Id say the back looks too long, the front knee joint looks a bit high up, and the chest looks a tad weird. apart from that looks ok (head, mane, tail). Also the start of tail might need to come down a bit?


----------



## Elana (Jan 28, 2011)

Take a look at this. Before you put something this permanent on yourself if you want perfection also take a look at some of Edweard Muybrridge's photos. At the turn of the century when photography was new he did series of photos showing how a horse moves (freeze frames). This showed, among other things, that a horse has a moment of suspension at the trot (had been a long argument). The horse you have drawn looks like he is doing two gaits at once.. or as if he was running along and then dodged or something. 

Here is an overlay I did on your drawing. It is not great.. but I think you get the idea. Drawing horses is a specialty (been doing it for 50 years).


----------



## Elana (Jan 28, 2011)

Here is some Muybridge stuff.

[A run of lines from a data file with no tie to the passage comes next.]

PR #4277, opened 2022-02-14
Autologin if a token is passed as queryParam

antgamdia:
### Description of the change

This PR just allows passing a `?token=xxxxxx` in the token login view so that we can bypass manually entering a value.

### Benefits

No human interaction for accessing Kubeapps with a token, if desired.

### Possible drawbacks

N/A

### Applicable issues

N/A

### Additional information

x

Animation1


absoludity (approved):
Nice.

You will see what I mean... I think. Horses move quite precisely.


----------



## SnowCowgirl (Jun 3, 2010)

I love that set of photos... I'd love to have a reel of Muybridge photos framed on my wall.

If you're looking for perfection and precision you'd be better off to go from a photo. You just take it to the tattoo artist. That way you don't have to worry about flaws in a drawing... nothing can be as realistic as a photo.


----------



## Roperchick (Feb 1, 2010)

I would take this in to a tattoo artist to see how your body is going to twist the image as well.

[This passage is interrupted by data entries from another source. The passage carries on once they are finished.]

PR #4290, opened 2022-02-16
Add step in the release docs

antgamdia:
### Description of the change

Due to our recent problems with the release, this PR just adds another step to ensure we double-check our new dockerfiles against the latest release's ones. 

### Benefits

We (hopefully) won't forget this step anymore when releasing.

### Possible drawbacks

Still manual and therefore error-prone, but... nothing more we can do :S

### Applicable issues

N/A

### Additional information

N/A

### DIFF
--- a/docs/developer/release-process.md
+++ b/docs/developer/release-process.md
@@ -9,7 +9,7 @@ It consists of four main stages: update the development images, update the CI, u
 
 ### 0.1 - Development images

I have a tattoo of a tribal horse I drew myself on my ribs. and the way it was drawn on it did change the image and it also changes as I twist and flex to be careful of that.

your best bet is to go in once you decide on it, and they will do a wipeable ink trace of it so that you can see the play of it on your skin and then tweak it to make it better there

heres how mine turned out so let it be a warning lol
ref pic








actual tattoo (I was twisting left to get this pic...hence why the neck and legs are out of proportion)


----------



## Elana (Jan 28, 2011)

I own the complete, original Muybridge books. All three of them. They are quite valuable.


----------



## SnowCowgirl (Jun 3, 2010)

that's awesome Elana!


----------



## WSArabians (Apr 14, 2008)

Personally... I'd add a little more dish to the face, refinement throughout the throat latch, and a smaller muzzle.


----------



## Elana (Jan 28, 2011)

WSArabians said:


> Personally... I'd add a little more dish to the face, refinement throughout the throat latch, and a smaller muzzle.


(I think she means to make him an Arabian....) (Shhh.. don't let anyone know...) LOL


----------



## WSArabians (Apr 14, 2008)

Elana said:


> (I think she means to make him an Arabian....) (Shhh.. don't let anyone know...) LOL


Who, me?? 








LOL


----------



## Roperchick (Feb 1, 2010)

subtle, WSArabians. subtle. lol


----------



## WSArabians (Apr 14, 2008)

Roperchick said:


> subtle, WSArabians. subtle. lol


That's my middle name! :lol:


----------



## existentialpony (Dec 4, 2012)

In all honesty, I think that you should take a picture of a moving horse that you like along with the picture you've drawn, and find a tattoo artist who as done animal-type work before. Ask them to turn what you have into a more realistically proportioned line drawing. A good artist will give you one or two options (maybe more!) and transfer a mock-up of the tattoo on to your arm so that you can critique it and make it "just so" before they start inking!


----------



## Tryst (Feb 8, 2012)

What you have sketched reminds me of the ford mustang logo a bit. Not sure if you intended for that or not. I know it is different, but the flowing mane and line drawing has a similar feel to me.


----------



## CaptainLiecy (Sep 29, 2009)

Tryst said:


> What you have sketched reminds me of the ford mustang logo a bit. Not sure if you intended for that or not. I know it is different, but the flowing mane and line drawing has a similar feel to me.


Hahahaha oh my goodness it does!  definitely a crazy horsey car girl  
Thank you everyone for your advice! I really appreciate it 
_Posted via Mobile Device_


----------



## SunnyMeadeFarm (Sep 3, 2012)

Okay here it goes..... stay with me if you can!

My first bit of advice is to not draw it yourself unless you are a experienced artist. I would suggest commissioning an artist to draw one for you. But if you really want to draw your own, here is my advice:

First I took your drawing and made a very rough sketch here: 









I would suggest studying the musculature of the equine form, I suggest some simple bone and body anatomy reference studies: (De)Constructing the Arabian Head by *Ehetere on deviantART / Horse Skeleton by ~Tikall on deviantART / Equine Proportions by =ElaineSeleneStock on deviantART / Horse Muscles Anatomy by *DarkKenjie on deviantART 
Deviantart.com is great tool.
Then combining your reference pages find a photography of a horse running, and carefully reconstruct the shapes within the image while following the general horse shape. Your can see how I have done this in my sketch some notable examples looking at my sketch, (which could be refined to a much higher degree but I kept is simple)are the neck and shoulder shapes, as well as the head attachment which is slightly lacking in your drawing. Also notice the rear legs, yours go straight, while a horses have a triangular hock. 

But I put yours next to mine so you can see the differences yourself, Hope I helped a bit. I'd be glad to answer and questions.

For further reference of what I mean by refining the sketch which I think is what you need to do, here is fully refined (or fully fixed & edited lining) of my own:









this started as what I have exampled as a sketch for yours and I kept using smaller and more exact lines until it became acceptable to my own artistic vision.


----------



## SnowCowgirl (Jun 3, 2010)

great links Sunny Meade!!


----------



## SunnyMeadeFarm (Sep 3, 2012)

SnowCowgirl said:


> great links Sunny Meade!!


Thanks, I love to wealth of information on Deviantart.com, these are just a few of the better ones I have found, but there are much much more.


----------